What is needed: All lines holding the word "which" are to be copied from the records beneath.

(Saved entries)
▼

PR #727, opened 2025-07-15
Export wamit

dmesbah:
Fix: Corrected export logic to handle both omega and period dimensions consistently

### DIFF
--- a/pytest/test_io_wamit.py
+++ b/pytest/test_io_wamit.py
@@ -3,6 +3,7 @@ import logging
 from pathlib import Path
 
 import numpy as np
+import re
 import pandas as pd
 import xarray as xr
 import pytest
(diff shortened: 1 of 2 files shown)


pytest/test_io_wamit.py
```diff
@@ -160,10 +161,123 @@ def test_export_wamit_hydrostatics(full_dataset, tmpdir):
...
+            "period": np.asarray(period_val),
+            "wave_direction": [0.0],
+            "radiating_dof": list(immersed_body.dofs),
+            "water_depth": [np.inf],
+            "rho": [1025],
+        }
+    )
+
+    solver = cpt.BEMSolver()
+    ds_period = solver.fill_dataset(test_matrix_period, immersed_body)
```
mancellin, line 267: It should be sufficient to do something like
```
ds_period = ds_omega.swap_dims({'omega': 'period'})
```

PR #782, opened 2025-11-17
Fix timer parallel

julia-schmitt:


mancellin:
Thanks, looks good!

I'm wondering if we could do even better and actually update the main `solver.timer` such that we can still access it later, for instance:
```python
cpt.set_logging("WARNING")  # Disable all infos, including default printing of timer summary
[...]
results = solver.solve_all(pbs, n_jobs=2)
print(solver.timer_summary())  # Print manually timer summary
```
but that might mean redesigning the Timer object https://github.com/capytaine/capytaine/blob/28fe933d3e117966986fa2a893602c794ea1b0c8/src/capytaine/tools/timer.py to account for the different processes.

mancellin:
or maybe initialize `solver.timer` with lists of `Timer`s
```
{"Solve total": [Timer()], "  Green function": [Timer()], "  Linear solver": [Timer()]}
```
and add more `Timer`s to the list after a parallel resolution.

mancellin:
or maybe a [`defaultdict`](https://docs.python.org/3/library/collections.html#collections.defaultdict):
```python
self.timer = {"Solve total": defaultdict(Timer), "  Green function": defaultdict(Timer), "  Linear solver": defaultdict(Timer)}
...
# In solve:
with self.timer["  Green function"][0]:
    ...
# In solve_all parallel:
for grp_results, timer in groups_of_results:
    results.extend(grp_results)
    for timer_key in self.timer:
        self.timer[timer_key][id_process_that_solved_that_group].add_data_from_other_timer(timer[timer_key][0])
```
where we'd also need to implement `add_data_from_other_timer` in the `Timer` class.

PR #784, opened 2025-11-18
Ram estimation

julia-schmitt:


mancellin:
Seems to be working great, thank you!

I would suggest to uniformize the two messages:
```
Estimated peak RAM usage: 2 GB
Actual peak RAM usage: 1.58 GB
```
without a decimal point in the estimatation and without displaying the `ram_limit`.

mancellin:
```
[12:11:44] INFO     Estimated peak RAM usage: <1 GB.                                                                                                        
           INFO     To get the RAM consumption the dependency 'psutil' is necessary.                                                                        
Solving BEM problems with 2 threads: ━━━━━━━━━━━━━━━━━━━━━━━━━━━━━━━━━━━━━━━━ 100% 0:00:03
[12:11:48] INFO     Actual peak RAM usage: None GB.                                                                                                         
```
would be nicer as
```
[12:11:44] INFO     Estimated peak RAM usage: <1 GB.                                                                                                               
Solving BEM problems with 2 threads: ━━━━━━━━━━━━━━━━━━━━━━━━━━━━━━━━━━━━━━━━ 100% 0:00:03
[12:11:48] INFO     Actual peak RAM usage: Not measured since optional dependency `psutil` cannot be found.                                     
```

mancellin:
Thanks. I'll update the documentation about the new optional dependency.

PR #787, opened 2025-11-24
feat: clipping for new mesh class

mancellin:


mancellin:
Missing mechanism to pass the ids of clipped faces to the body to clip the dofs if necessary. Could be fixed simply by associating some kind of metadata to the faces of the mesh instead.

PR #799, opened 2025-12-15
feat: visualization of bodies (including dofs)

mancellin:


mancellin:
Remaining tasks: #874

PR #803, opened 2025-12-19
dispatch threads and processes

julia-schmitt:


src/capytaine/bem/solver.py
```diff
@@ -373,8 +373,30 @@ def _check_wavelength_and_irregular_frequencies(problems):
...
+        if n_cpu is None:
+            psutil = silently_import_optional_dependency("psutil")
+            if psutil is not None:
+                n_cpu = psutil.cpu_count(logical=False)
+
+        nb_threads_per_jobs = int(n_cpu // max_jobs) if n_cpu is not None else None
+        if nb_threads_per_jobs == 0:
+            nb_threads_per_jobs = None
+
+        return max_jobs, nb_threads_per_jobs
```
mancellin: We could return a `dict`, such that we could do
```python
results = solver.solve_all(problems, **solver.dispatch(problems, memory=10, n_cpu=4))
```

Later, we will maybe remove the duplicate reference to `solver` and `problems`.

PR #808, opened 2026-01-05
fix bug in lu overwrite

julia-schmitt:


pytest/test_bem_engines_basic_matric_engine.py
```diff
@@ -107,6 +107,15 @@ def test_all_linear_solvers_work():
     )
 
 
+def test_lu_overwrite():
+    K = np.array(np.random.rand(100,100), order='F')
+    K_copy = np.copy(K)
+    engine = cpt.BasicMatrixEngine(linear_solver="lu_decomposition_with_overwrite")
+    engine.last_computed_matrices = (None, K)
+    engine.linear_solver(K, np.random.rand(100))
+    assert np.all(K_copy != K)
```
mancellin: `np.any` might be sufficient.

PR #816, opened 2026-01-12
Issue 783 (Failed resolution error message is not displayed when solving in parallel) 

julia-schmitt:


mancellin:
Would be nice if it could be displayed immediately after the group of problem is skipped. Not sure how much more complicated it would be.

PR #820, opened 2026-01-19
fix: correct frequency type for kochin_data_array

julia-schmitt:


mancellin:
Thank you. Could you please add an entry in `docs/changelog.rst` in the "Bug fixes" section and also add at least one test in the test suite?

PR #1011, opened 2020-08-30
example: Replace grommet with sx styled components

tbergq:
- Currently deactivate client side routing, since it doesn't work with sx
- Next up: remove gromment-icons, so we can remove styled-components

### DIFF
--- a/src/example-relay/src/components/Button.js
+++ b/src/example-relay/src/components/Button.js
@@ -1,0 +1,73 @@
+// @flow
+
+import * as React from 'react';
+import * as sx from '@adeira/sx';
+
+type Props = {|
+  +onClick?: () => void,
+  +children: React.Node,
+  +dataTest?: string,
+  +disabled?: boolean,
+  +iconLeft?: React.Node,
+  +iconRight?: React.Node,
+  +type?: 'submit' | 'button',
+|};
+
+export default function Button({
+  children,
+  dataTest,
+  iconLeft,
+  iconRight,
+  type = 'button',
+  ...rest
+}: Props): React.Node {
+  return (
+    <button
+      // eslint-disable-next-line react/button-has-type
+      type={type}
+      data-testid={dataTest}
+      className={styles('button', 'primary', rest.disabled ? 'disabled' : null)}
+      {...rest}
+    >
+      <span className={styles('spacer')}>
+        {iconLeft}
+        {children}
+        {iconRight}
+      </span>
+    </button>
+  );
+}
+
+const styles = sx.create({
+  button: {
+    cursor: 'pointer',
+    outline: 'none',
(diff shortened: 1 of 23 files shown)


src/example-relay/src/components/Button.js
```diff
@@ -0,0 +1,73 @@
...
+  iconRight,
+  type = 'button',
+  ...rest
+}: Props): React.Node {
+  return (
+    <button
+      // eslint-disable-next-line react/button-has-type
+      type={type}
+      data-testid={dataTest}
+      className={styles('button', 'primary', rest.disabled ? 'disabled' : 'button')} // TODO: Allow conditional style in sx
```
mrtnzlml, line 29: This should be already possible in the latest SX version. Could you please update this code? Or is there still some problem we need to fix?

tbergq: No, I forgot to fix it after rebasing, thanks for pointing it out 😊

src/example-relay/src/pages/_app.js
```diff
@@ -102,9 +71,21 @@ const styles = sx.create({
...
     maxWidth: '100%',
-    padding: 12,
+    padding: 'var(--space-small)',
   },
   boxWarning: {
     backgroundColor: '#FFCA28',
   },
+  padMedium: {
+    padding: 'var(--space-small)',
+    [tablet]: {
```
mrtnzlml, line 81: This is an interesting technique. I kinda like it. :)

src/example-relay/src/components/Button.js
tbergq: 🚀

src/example-relay/src/pages/_app.js
tbergq: Yeah, it seems like the best way to keep your breakpoints in sync throughout the app 🙂

src/example-relay/src/components/TextInput.js
```diff
@@ -0,0 +1,44 @@
...
+  return (
+    <label>
+      <Text size="small">{label}</Text>
+      <input {...rest} className={styles('input')} onChange={handleChange} />
+    </label>
+  );
+}
+
+const styles = sx.create({
+  label: {
```
mrtnzlml, line 29: Is this style unused? 🤔 

We need to figure out some simple lint.

tbergq: Yes, it is, some linting could definitely be added at some point yes 👍

tbergq: 🚀

mrtnzlml (approved):
It's an interesting overview of SX usage. It will definitely help us to develop it further. Good job!

PR #1026, opened 2020-09-01
SX: Some more tests added

michalsanger:
Tests for Flex, Grid and z-index


mrtnzlml:
@michalsanger Could you please share a failing test (of Flow test)? I have this feeling that the number is correctly defined as unitless but the type is not precise. Could that be the case?

michalsanger:
Tests added. I included changes also in `z-index`

src/sx/src/css-properties/isUnitlessNumber.js
```diff
@@ -41,7 +31,6 @@ export default {
   orphans: true,
   tabSize: true,
   widows: true,
-  zIndex: true,
```
mrtnzlml, line 44: Can you please revert all the changes in this file? It should not be changed - all the values there are correct (check the description).

The proper way how to fix this should be to remove this logic here: https://github.com/adeira/universe/blob/a88d1102c5c0c26b97df984ffd5e29534ca922d5/src/sx/src/css-properties/generate.js#L27 (keep there only `string | number` even though it's less precise). It's incorrect to confuse unitless numbers with `number` type. My mistake in the generator. 🙈

src/sx/src/transformValue.js
```diff
@@ -12,6 +12,11 @@ export default function transformValue(
     // https://engineering.fb.com/web/facebook-com-accessibility/
     const defaultFontSize = 16;
     return `${Number(styleValue) / defaultFontSize}rem`;
+  } else if (styleName === 'zIndex') {
+    if (styleValue === 'auto') {
+      return `${styleValue}`;
+    }
+    return `${Number(styleValue)}`;
```
mrtnzlml, line 19: This should also be removed. It's going to work just fine once we fix the generator (unless I am missing something). Of course, the generated Flow types will be a bit more imprecise but that's correct. Luckily, we have a way how to make them more precise again - you can overwrite them here: https://github.com/adeira/universe/blob/2f2fa898f442feda1ec0be225ca2e962c230263f/src/sx/src/css-properties/CustomPropertyTypes.js

mrtnzlml:
@michalsanger I think I am not explaining the underlying problem well so here is the generator fix: https://github.com/adeira/universe/pull/1037 This means that you can revert the changes in `CustomPropertyTypes.js` since that's the default.

mrtnzlml:
And here, I am introducing pretty dope change which will allow us to generate even more precise types: https://github.com/adeira/universe/pull/1041 🥳 

So we could reduce this PR to just tests and flowtests and merge it. :)

mrtnzlml (approved):

PR #1035, opened 2020-09-03
Relay runtime: add "lazy" and "debug" logger

mrtnzlml:
I've seen something similar in one FB talk which make me realize that we are logging unnecessary garbage. So I renamed the current logger to "eager" logger and created a new "lazy" one. The difference is, that this logger waits for the response and prints all the information at once (instead of streaming them into console as they arrive). This is a first iteration but eventually I'd like to use the lazy logger as a default one inside our Relay package.


src/relay-runtime/src/__tests__/RelayLazyLogger.test.js
```diff
@@ -0,0 +1,49 @@
+/**
+ * @flow
+ * @jest-environment jsdom
```
tbergq, line 3: Isn't this already what we use in this workspace?

src/relay-runtime/README.md
```diff
@@ -1,21 +1,29 @@
...
+An opinionated Relay Runtime wrapper with nice query logging.
 
 ## Install
 
 `yarn add @adeira/relay-runtime`
 
 ## Usage
 
-### Logger
+TKTK
```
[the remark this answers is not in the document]
mrtnzlml: yes, would be nice to write some docs but I don't want to do it now 😬

tbergq (approved):

src/relay-runtime/src/__tests__/RelayLazyLogger.test.js
mrtnzlml: It is, however, we should also have a Node.js test which is currently missing. You are the author actually in the eager logger and I like to keep it there explicitly. 😊

tbergq: Sure, makes sense 👌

▲

Reply to the exercise:
And here, I am introducing pretty dope change which will allow us to generate even more precise types: https://github.com/adeira/universe/pull/1041 🥳 
I've seen something similar in one FB talk which make me realize that we are logging unnecessary garbage. So I renamed the current logger to "eager" logger and created a new "lazy" one. The difference is, that this logger waits for the response and prints all the information at once (instead of streaming them into console as they arrive). This is a first iteration but eventually I'd like to use the lazy logger as a default one inside our Relay package.
mrtnzlml: It is, however, we should also have a Node.js test which is currently missing. You are the author actually in the eager logger and I like to keep it there explicitly. 😊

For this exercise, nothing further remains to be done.